Provide quality support for product life cycle management. Responsible for development activities of medical device products
Location: REMOTE (prefer east coast hours), can be flexible on the hours in the work schedule though (need to be day time hours) - 5 week contract only!
Responsible for assisting with the maintenance and improvement of the ISO 13485 & FDA QSR compliant Quality Management System for the facility. This position is responsible for leading and executing quality assurance programs related to manufacturing/operations, to ensure that the performance and quality of PKI products conform to established standards and agency guideline.
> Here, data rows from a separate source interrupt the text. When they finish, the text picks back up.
PR #6392, opened 2022-11-06
Add doc for config file

nojb:
Fixes #5493

Moreover, the "man" page for `dune-config(5)` is terribly out-of-date and does not seem very pratical to have the information in two places (the manual and the man page). Since we don't document any other Dune file format in man page format, shall we get rid of the `dune-config(5)` man page?

PR #7381, opened 2023-03-22
doc: fix jobs field in config

Alizter:
In https://github.com/ocaml/dune/pull/6392 we introduce the config options into the main doc. There was a typo where the `jobs` stanza was written as `concurrency`. Here we fix that.

@emillon could you get this fix into the stable version of the docs?

I only noticed this after some users were confused about it.

### DIFF
--- a/doc/dune-files.rst
+++ b/doc/dune-files.rst
@@ -764,16 +764,16 @@ where ``<setting>`` is one of:
 - ``copy`` copies entries to the cache. This is less efficient than using hard
   links.
 
-.. _concurrency:
+.. _jobs:
 
-concurrency
------------
+jobs
+----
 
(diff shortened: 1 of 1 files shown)


nojb (commented):
I would suggest changing the variable `concurrency` to `jobs` in
https://github.com/ocaml/dune/blob/7cd8b42c62ae489363e9ceb34df664d669478b88/src/dune_config_file/dune_config_file.ml#L296
(and to propagate that renaming everywhere else)

christinerose (approved):

Alizter:
If think that can be an independent change, if we want to do it, though I am not sure it is a good idea.

emillon:
> @emillon could you get this fix into the stable version of the docs?

This can be backported to 3.7.x like any other change, let's discuss if there are other candidates.

PR #7382, opened 2023-03-22
Add safe Path.With_check.mkdir_p

Alizter:
We add a `Path.With_check.mkdir_p` which does an extra syscall when the file exists to make sure it is actually a directory.

### DIFF
--- a/otherlibs/stdune/src/temp.ml
+++ b/otherlibs/stdune/src/temp.ml
@@ -44,6 +44,7 @@ let create_temp_dir ?perms path =
   match Fpath.mkdir ?perms dir with
   | Created -> Ok ()
   | Already_exists -> Error `Retry
+  | Not_a_directory -> Error `Retry
   | Missing_parent_directory ->
     Code_error.raise "[Temp.create_temp_dir] called in a non-existing directory"
       []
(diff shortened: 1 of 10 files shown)


rgrinberg:
Could you separate the PR outlining the issues with mkdir_p with unit tests in a separate PR?

Alizter:
@rgrinberg OK, I will include the spec in a later PR.

otherlibs/stdune/src/temp.ml
```diff
@@ -44,6 +44,7 @@ let create_temp_dir ?perms path =
   match Fpath.mkdir ?perms dir with
   | Created -> Ok ()
   | Already_exists -> Error `Retry
+  | Not_a_directory -> Error `Retry
```
Alizter, line 47: I am unsure about this but it seemed like the sensible behaviour to me.

Alizter:
@rgrinberg You mentioned there was a cram test for this exact case already however I could not find it so I kept this cram test.

rgrinberg:
This is actually a useful bug fix. It just needs to be finished

Alizter:
Not gonna finish it soon however so drafting.

PR #7047, opened 2023-02-11
feature(coq): composition of installed theories

Alizter:
We add support for composition with installed theories to the Coq rules.

This allows people to use Dune even if their project depends on an installed project built using make.

This works by first checking if coq lang is enabled, then scanning user-contrib and directories in COQPATH for potential theories. Then a database is constructed allowing users to write `(thories foo.bar)` and Dune will look for the Coq_lib_name `foo.bar`. The database would have an entry for `user-contrib/foo/bar` say and would in turn be able to describe a Coq theory.

Closes #6982

Any testing would be appreciated.

#### Tasks:

- [x] pass `-boot` to every coqc. We probably need to make a `:standard` for plugins if we do this.
- [x] coq lang version bump to 0.8  
- [x] investigate performance in presence of a larger user-contrib (my scanning is probably terrible atm)
  - Emilio made loading of the coq database lazy in #7133 
  - Since Coq DB creation is lazy and guarded behind coq lang, it doesn't affect OCaml projects.
- [x] composition with plugins
  - [x] Stop linking plugin tutorial 
  - [x] Sort flags when printing to make tests repro
- [x] fix extraction
- [x] fix dune coq top
- [x] make sure compatibility with < 0.8
  - [x] Nice warning when trying to compose but dune lang < 0.8 
- [x] Coq Universe testing - When using 0.8, projects are able to compose with non-dune projects and install and build.
- [ ] Documentation: https://github.com/ocaml/dune/pull/7384
- [x] Changelog

PR #7384, opened 2023-03-22
doc(coq): Add documentation for composition with installed theories

Alizter:
Doc for #7047

### DIFF
--- a/doc/coq.rst
+++ b/doc/coq.rst
@@ -16,6 +16,9 @@ and ``.mlg`` file preprocessing.
 A *Coq theory* is a collection of ``.v`` files that define Coq modules whose
 names share a common prefix. The module names reflect the directory hierarchy.
 
+Coq theories may be defined using :ref:`coq.theory<coq-theory>` stanzas, or be
+auto-detected by Dune by inspecting Coq's install directories.
+
 A *Coq plugin* is an OCaml :ref:`library` that Coq can load dynamically at
 runtime. Plugins are typically linked with the Coq OCaml API.
 
@@ -33,7 +36,7 @@ version<coq-lang>` in the :ref:`dune-project` file. For example, adding
 
 .. code:: dune
 
-    (using coq 0.7)
+    (using coq 0.8)
 
 to a :ref:`dune-project` file enables using the ``coq.theory`` stanza and other
 ``coq.*`` stanzas. See the :ref:`Dune Coq language<coq-lang>` section for more
@@ -95,9 +98,9 @@ The semantics of the fields are:
   ``lib/coq/user-contrib/<module_prefix>``, as is customary in the Make-based
   Coq package ecosystem.
 
-  For compatibility, Dune also installs, under the ``user-contrib``
-  prefix, the ``.cmxs`` files that appear in ``<ocaml_plugins>``. This
-  will be dropped in future versions.
+  For compatibility, Dune also installs, under the ``user-contrib`` prefix, the
+  ``.cmxs`` files that appear in ``<ocaml_plugins>``. This will be dropped in
+  future versions.
 
 - ``<coq_flags>`` are passed to ``coqc`` as command-line options. ``:standard``
   is taken from the value set in the ``(coq (flags <flags>))`` field in ``env``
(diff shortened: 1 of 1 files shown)


doc/coq.rst
```diff
@@ -494,6 +500,23 @@ All three of the theories we defined before were *private theories*. In order to
...
+
+We can also compose with theories that are installed. If we wanted to have a
+theory that depends on the Coq theory ``mathcomp.ssreflect`` we can add the
+following to our stanza:
+
+.. code:: dune
+
+  (coq.theory
+   (name my_mathcomp_theory)
+   (theories mathcomp.ssreflect))
```
Blaisorblade, line 514: What happens on overlapping paths? Can I use both `theories mathcomp` and `theories mathcomp.ssreflect` in the same project?

ejgallego: Yup, you can even today, as long as you declared these theories of course.

Dune will just create the corresponding -Q flags and pass them to coqc.

For installed libraries, if the library is in user-contrib then dune has to infer the name, so it uses an approximation, it is on the user to keep sanity on the naming so the "install substitution lemma" does work, that's the price to pay to have 2-way compatibility as we aim (for now)

Alizter: I've added a note about `theories mathcomp` while in principle it will work, if mathcomp starts using a coq.theory stanza and you have a local copy it obviously won't find the correct name. Therefore I've mentioned that it is advisable to use `mathcomp.ssreflect`.

doc/coq.rst
```diff
@@ -134,13 +137,15 @@ The semantics of the fields are:
   Interproject composition has been available since :ref:`Coq lang
   0.4<coq-lang>`.
 
-  As of today, Dune cannot depend on installed Coq theories. This restriction
-  will be lifted in the future. Note that composition with the Coq standard
-  library is supported, but in this case the ``Coq`` prefix has been made
-  available in a qualified way, since :ref:`Coq lang 0.2<coq-lang>`.
+  Composition with installed theories has been available since :ref:`Coq lang
+  0.8<coq-lang>`. Instaled theories do not have to be installed using Dune. Dune
```
christinerose, line 141:
```suggestion
  0.8<coq-lang>`. Installed theories do not have to be installed using Dune. Dune
```

doc/coq.rst
```diff
@@ -266,6 +271,8 @@ The supported Coq language versions (not the version of Coq) are:
 - ``0.7``: ``(mode )`` is automatically detected from the configuration of Coq
   and ``(mode native)`` is deprecated. The ``dev`` profile also no longer
   disables native compilation.
+- ``0.8``: Support for composition of installed theories; support for vos
```
christinerose, line 274:
```suggestion
- ``0.8``: Support for composition of installed theories; support for VoS
```

doc/coq.rst
```diff
@@ -500,6 +507,26 @@ All three of the theories we defined before were *private theories*. In order to
 depend on them, we needed to make them *public theories*. See the section on
 :ref:`public-private-theory`.
 
+Composing With Installed Theories
+~~~~~~~~~~~~~~~~~~~~~~~~~~~~~~~~~
+
+We can also compose with theories that are installed. If we wanted to have a
+theory that depends on the Coq theory ``mathcomp.ssreflect`` we can add the
```
christinerose, line 514:
```suggestion
theory that depends on the Coq theory ``mathcomp.ssreflect``, we can add the
```

doc/coq.rst
```diff
@@ -500,6 +507,26 @@ All three of the theories we defined before were *private theories*. In order to
...
+following to our stanza:
+
+.. code:: dune
+
+  (coq.theory
+   (name my_mathcomp_theory)
+   (theories mathcomp.ssreflect))
+
+Note that ``mathcomp`` on its own would also work, since there would be a
+``matchcomp`` directory in ``user-contrib``, however it would not compose
```
christinerose, line 524:
```suggestion
``matchcomp`` directory in ``user-contrib``; however, it would not compose
```

christinerose (approved):
Minor formatting/grammar suggestions. One typo caught.

doc/coq.rst
Alizter: I'll change this to `.vos` as monospace.

doc/coq.rst
```diff
@@ -28,12 +28,14 @@ collection of Coq theories and plugins.
 The ``.v`` files of a theory need not be present as source files. They may also
 be Dune targets of other rules.
 
+Coq theories may come from the same workspace or from an install location.
```
ejgallego, line 31: Maybe "local" workspace? I would expand here a bit more as to illustrate what we mean, for example

"Dune will locate Coq theories first by looking at the set of stanzas defined in the current workspace plus the set of theories globally available for a given Coq install, similarly to what is done for OCaml.

Theories in the same scope will be used first, then public theories in the same workspace will be referenced, and if the desired theory is not found there, Dune will scan the `COQPATH` and `user-contrib` Coq global location to try to find the required theory"

doc/coq.rst
```diff
@@ -114,9 +116,10 @@ The semantics of the fields are:
   plugins. Starting with ``(lang coq 0.6)``, ``<ocaml_plugins>`` must contain
   public library names.
 
-- Your Coq theory can depend on other theories by specifying them in the
-  ``<coq_theories>`` field. Dune then passes to Coq the corresponding flags for
-  everything to compile correctly (this corresponds to the ``-Q`` flag for Coq).
+- Your Coq theory can depend on other theories, installed or in your workspace,
```
ejgallego, line 119: Just a question about terminology here, not sure we want to say "globally installed" to make things clearer.

doc/coq.rst
ejgallego, line 141: I would certainly move the second sentence to its own section, IMHO the way we lookup installed theories deserves its own entry.

ejgallego: Typo *instaled

doc/coq.rst
```diff
@@ -134,13 +137,15 @@ The semantics of the fields are:
...
+  0.8<coq-lang>`. Instaled theories do not have to be installed using Dune. Dune
+  will scan for theories installed in the ``user-contrib`` directory of the Coq
+  installation or those given in the ``COQPATH`` environment variable.
 
-  You may still use installed libraries in your Coq project, but there is
-  currently no way for Dune to know about it.
+  Composition with the Coq standard library is supported, but in this case the
+  ``Coq`` prefix has been made available in a qualified way, since :ref:`Coq
+  lang 0.2<coq-lang>`. Composition with installed theories is disabled if Coq is
+  found in the workspace, as that always takes precedence.
```
ejgallego, line 148: Maybe worth moving to its own section? We could be more clear here and explain that "when Coq is found in the workspace, it makes no sense to use globally installed theories as they'd need to be compiled with the local Coq".

doc/coq.rst
```diff
@@ -134,13 +137,15 @@ The semantics of the fields are:
...
-  available in a qualified way, since :ref:`Coq lang 0.2<coq-lang>`.
+  Composition with installed theories has been available since :ref:`Coq lang
+  0.8<coq-lang>`. Instaled theories do not have to be installed using Dune. Dune
+  will scan for theories installed in the ``user-contrib`` directory of the Coq
+  installation or those given in the ``COQPATH`` environment variable.
 
-  You may still use installed libraries in your Coq project, but there is
-  currently no way for Dune to know about it.
+  Composition with the Coq standard library is supported, but in this case the
+  ``Coq`` prefix has been made available in a qualified way, since :ref:`Coq
```
ejgallego, line 146: That seems a bit confusing to me, we should be more clear and say:
- if `(stdlib yes)`, the `Coq` is a added using -R + Require Import Prelude is assumed
- if `(stdlib no)`, then `Coq` can be added to the regular theory field, and it will be handled as a regular library.

ejgallego (approved):
Modulo a typo it looks good to me.

I would do some further rewriting as noted in the comments but I'm happy we do that in a subsequent PR.

Alizter:
@ejgallego Thanks for the explanation of the databases. I have gone ahead and cleaned up the wording a bit and will merge later.

PR #7386, opened 2023-03-23
fix: mkdir with trailing slash

rgrinberg:
to get us the ENOTDIR error code


rgrinberg:
This only works on MacOS

PR #9418, opened 2023-12-08
pkg: read local package metadata from opam files

### LINKED ISSUE #9341: Support dune projects with only opam metadata
Currently, we read all package metadata from the dune-project file. While that's correct thing to do when dune-project contain all the metadata, we completely fail for projects where this metadata only lives in the .opam file. Instead, we should fallback to .opam files when the project files don't define the relevant packages.

cc @tmattio

gridbugs:
Fixes https://github.com/ocaml/dune/issues/9341


rgrinberg:
Merged with a few improvements.

PR #9421, opened 2023-12-08
doc: move reference info about cram test stanza

### LINKED ISSUE #9211: Documentation of cram stanza should be moved to stanza reference
Currently the documentation of the cram stanza lives in a how-to guide rather than in the main stanza reference. This should be moved to the stanza reference. The how-to guide should just be about examples and discussion rather than a point of reference.

emillon:
It goes with the rest of the stanza documentation and we can use the domain.

Fixes #9211

### DIFF
--- a/doc/stanzas/cram.rst
+++ b/doc/stanzas/cram.rst
@@ -11,8 +11,6 @@ cram
    cases, the values from all applicable ``cram`` stanzas are merged together
    to get the final values for all the fields.
 
-   .. seealso:: :doc:`reference/cram`
-
    .. dune:field:: deps
       :param: <dep-spec>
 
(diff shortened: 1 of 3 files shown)


doc/stanzas/cram.rst
```diff
@@ -0,0 +1,88 @@
...
+
+   .. dune:field:: package
+      :param: <name>
+
+      Attach the tests selected by this stanza to the specified package.
+
+   .. dune:field:: runtest_alias
+      :param: <true|false>
+
+      .. versionadded:: 3.12
```
Alizter, line 84: This should be 3.11

emillon: No, the field has actually been added in 3.12. The version check is fixed in #9454.

christinerose (approved):

PR #9422, opened 2023-12-08
doc: add reference info for cram tests

emillon:
This document explains cram tests themselves, not only the stanza and how to set them up.

### DIFF
--- a/doc/reference/cram.rst
+++ b/doc/reference/cram.rst
@@ -1,0 +1,97 @@
+Cram Tests
+==========
+
+Syntax
+------
+
+Cram tests are interpreted line by line, depending on the first characters of
+each line:
+
+- if a line starts with two spaces, it is part of a command or its output.
+
+  - if the next two characters are a dollar sign ``$`` and a space character,
+    the rest is a command.
+
+  - if the next two characters are a greater-than sign ``>`` and a space
+    character, the rest is the continuation of a command.
+
+  - otherwise (line starts with two spaces and something else), this is the
+    expected output of the command just before.
+
+- otherwise (line does not start with two spaces), this is a comment.
+
+Ignoring comments, a cram test is composed of a list of commands (1 line), with
+optional continuation lines, and with optional output lines.
+
+.. code:: cram
+
+   Plain paragraphs that do not start with spaces are ignored by cram tests.
+   They are often used to introduce commands. For example, this is a command:
+
+     $ touch this-file.txt
+
+   The above is the simplest command: it has no continuation lines and no output.
+   Some commands have an expected output:
+
+     $ ls
+     this-file.txt
+
+   There can be several output lines if the command is expected to print
+   several lines.
+   Also, note that if a command has no output, the next one can come in the
+   next line.
+
+     $ touch other-file.txt
+     $ ls
+     other-file.txt
+     this-file.txt
+
+   Continuation lines are used when a command fits on several lines. This can
+   happen in all the cases where pressing Enter would not run the command. For
+   example, when passing a backslash character to escape the line ending.
+   In that case, all the continuation lines are grouped together as a single
+   command.
+   This syntax mimics the PS2 prompt in shells - the ">" character is not
+   passed to the command.
+
+     $ echo \
+     >   a \
+     >   b \
+     >   d \
+     >   c
+     a b c d
+
+Semantics
+---------
+
+Execution and Promotion
+^^^^^^^^^^^^^^^^^^^^^^^
+
+When a cram test is executed, the commands it contains are executed, and a
+corrected file is created where the outputs of the commands are inserted after
+each command. This corrected file is then offered for
+:doc:`promotion <../concepts/promotion>` by Dune.
+
+Concretely, this means that ``dune runtest`` will display the difference
+between the current contents of the cram test, and the output of the latest
+run. This diff can be applied by running ``dune promote``, as usual.
+
+.. code:: diff
+
+   $ touch changed-name.txt
+   $ ls
+  -other-file.txt
+  +changed-name.txt
+   this-file.txt
+
+File and Directory Tests
+^^^^^^^^^^^^^^^^^^^^^^^^
+
+There are two types of cram tests: file tests and directory tests. File tests
+are files with a ``.t`` extension. Directory tests are files named ``run.t``
+within a directory with a name that ends with ``.t``.
+
+A cram test begins its execution in a temporary directory where its
+dependencies (as listed in the corresponding :ref:`cram stanzas <cram-stanza>`,
+if any) are available. In the case of a directory test, the contents of the
+directory are also available.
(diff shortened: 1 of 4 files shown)


doc/reference/cram.rst
```diff
@@ -0,0 +1,97 @@
+Cram Tests
+==========
+
+Syntax
+------
+
+Cram tests are interpreted line by line, depending on the first characters of
+each line:
+
+- if a line starts with two spaces, it is part of a command or its output.
```
Alizter, line 10: Shouldn't these start with a capital letter?

Alizter:
Should we also add an example of testing a hello world binary? This would be good to show demonstrate the cram stanza and how binaries are added to `env`.

rgrinberg:
There's a bit of redundancy here with the description of cram tests in tests.rst.

emillon:
> Should we also add an example of testing a hello world binary? This would be good to show demonstrate the cram stanza and how binaries are added to `env`.

That's more in scope for an howto guide. What we have in `tests.rst` with the `wc` example looks closer to that and can recycled into a good howto guide. This is more about how the syntax works and how cram tests are executed. I initially wanted to describe heredocs etc here but this are more howto territory.

emillon:
> There's a bit of redundancy here with the description of cram tests in tests.rst.

I replaced that with a xref

christinerose (approved):

createyourpersonalaccount:
@Alizter Thanks I will respond to this soon.

createyourpersonalaccount:
I'm commenting on @emillon's branch. I wrote everything I could come up with, but the usefulness of these comments is up to you to decide:

# On [doc/hacking.rst](https://github.com/emillon/dune/blob/c95087ba59e42722ee36b8a57ba1e1c1cc320ddd/doc/hacking.rst):

Under [Bootstrapping](https://github.com/emillon/dune/blob/c95087ba59e42722ee36b8a57ba1e1c1cc320ddd/doc/hacking.rst#bootstrapping), the last paragraph starting with `Note that tests are currently written for` is not an ideal situation. It would be better if a test failed with assert message "version X.Y.Z required" or if the test is skipped for other versions.

Under [Writing Tests](https://github.com/emillon/dune/blob/c95087ba59e42722ee36b8a57ba1e1c1cc320ddd/doc/hacking.rst#writing-tests) the entire text from `Most of our tests are written ...` up to `We write both our unit tests and integration tests in this way.` could be omitted: developers understand this information. The less-familiar Cram tests will be introduced shortly and they are explained there.

The sentence

> For unit tests, we use the [ppx_expect](https://github.com/janestreet/ppx_expect) framework, where we introduce tests via `let%expect_test`, and `[%expect ...]` nodes capture expectations: 

could be improved to

> For unit tests, we use the [ppx_expect](https://github.com/janestreet/ppx_expect) framework, where we introduce tests via `let%expect_test`, and where we use `[%expect ...]` nodes to capture expectations: 

In

> For integration tests, we use a system similar to [Cram tests](https://bitheap.org/cram/) for testing shell commands for their expected output.

In the immediate Cram test example, I would split into three examples, with comments (in the rst document, not cram-style comments) describing each test very briefly:

> Test the output of `echo`:
>
> ```
> $ echo 'Hello, world!'
> Hello, world!
> ```
>
> Test the return value of `false`:
> 
> ```
> $ false
> [1]
> ```
>
> A multi-line shell invocation:
>
> ```
> $ cat <<EOF
> > multi
> > line
> > EOF
> multi
> line
> ```

Is bash syntax supported? This should be clarified at this point, and even mentioned every time Cram tests are introduced in the docs (i.e. with "Cram tests are ... with bash-like syntax").

At this point in the document, it might be fruitful to link to a simple and a complex Cram test in the source tree, and a bit earlier it might be useful to link to a `ppx_expect` use in the source tree.  (e.g. "for good examples the developer is invited to see this file for unit tests and this file for integration tests")

# On [doc/reference/cram.rst](https://github.com/emillon/dune/blob/c95087ba59e42722ee36b8a57ba1e1c1cc320ddd/doc/reference/cram.rst)

The Syntax/Semantics headings are a bit artificial: semantics are described in syntax, and the cram test example definitely shows off the semantics. I would suggest simply removing these headings, or restricting the Syntax heading to only the list of descriptions of characters.

The document begins by describing how cram tests are parsed, however, it would be useful to first give a synopsis of what cram tests are, which as of my current understanding, are integration tests that compare actual shell command output to expected output.

The sentence

> Otherwise (line does not start with two spaces), this is a comment.

could be improven to

> Otherwise if the line does not start with two spaces it is a comment.

The meaning of the next sentence is not clear to me:

> Ignoring comments, a Cram test is composed of a list of commands (1 line), ...

I think it means that Cram tests have one command *per* line. I would just delete this sentence (it is already described in the list above) and instead I would simply say that the expected output is *optional*; and I would describe a scenario, or a class of situations, in which this might be useful. Personally, I think this is useful for setting up various things in the Cram test environment for example.

The Cram test example that follows should be prefaced with `An example:` or similar.

Under [Execution and Promotion](https://github.com/emillon/dune/blob/c95087ba59e42722ee36b8a57ba1e1c1cc320ddd/doc/reference/cram.rst#execution-and-promotion)

When the corrected file semantics are described, it may be good to highlight this with a bold NOTE or something similar that draws attention. It's quite unusual in my opinion. I think I was getting these promotions applied automatically with `dune build`, which is the recommended way to run Cram tests (as of when I last saw the documentation on them). Speaking of which, this file does not describe how to run cram tests with Dune. Where is this described? **Please make sure that invocation of Cram tests with Dune is described somewhere** (I may have just missed it).

Under [Files and Directory Tests](https://github.com/emillon/dune/blob/c95087ba59e42722ee36b8a57ba1e1c1cc320ddd/doc/reference/cram.rst#file-and-directory-tests) it would be good to explain briefly what a directory test would be useful for. Why would one want files to be available? E.g. it allows for test assets or whatnot.

emillon:
- hacking.rst (not this PR):
  - [ ] remove "note that tests..."
  - [ ] add a test that asserts on test-version of ocaml
  - [ ] add an alias/makefile target to run only said test (will be useful for support requests
  - [ ] reword part about `[%expect]`
  - [ ] split cram example
  - [ ] clarify whether bash is supported
  - [ ] link to a `ppx_expect` example
  - [ ] link to a cram example
- cram.rst (this PR):
  - [ ] better syntax/semantics split
  - [ ] add synopsis first
  - [ ] "Otherwise..." part
  - [ ] 1 line per command part
  - [ ] add "an example" header
  - promotion
    - [ ] highlight part about accepting promotions
    - [ ] how to run a cram test
  - [ ] why would you use a directory test
  - [ ] document return values

christinerose (approved):

emillon:
I incorporated @createyourpersonalaccount's feedback into that PR and created #9734 for the rest. thanks

PR #9427, opened 2023-12-08
refactor: replace Result.to_dyn with Dyn.result

Alizter:


rgrinberg:
This isn't necessary. The old form is fine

Primary job responsibilities include supporting the operations team by ensuring that all quality-related processes are captured fully to support manufacturing/operations projects.
DUTIES AND RESPONSIBILITIES / ESSENTIAL FUNCTIONS
• Provides oversight for the maintenance of quality programs, systems, processes, and procedures to ensure compliance with policies and that the performance and quality of services conform to established internal and external standards and regulations.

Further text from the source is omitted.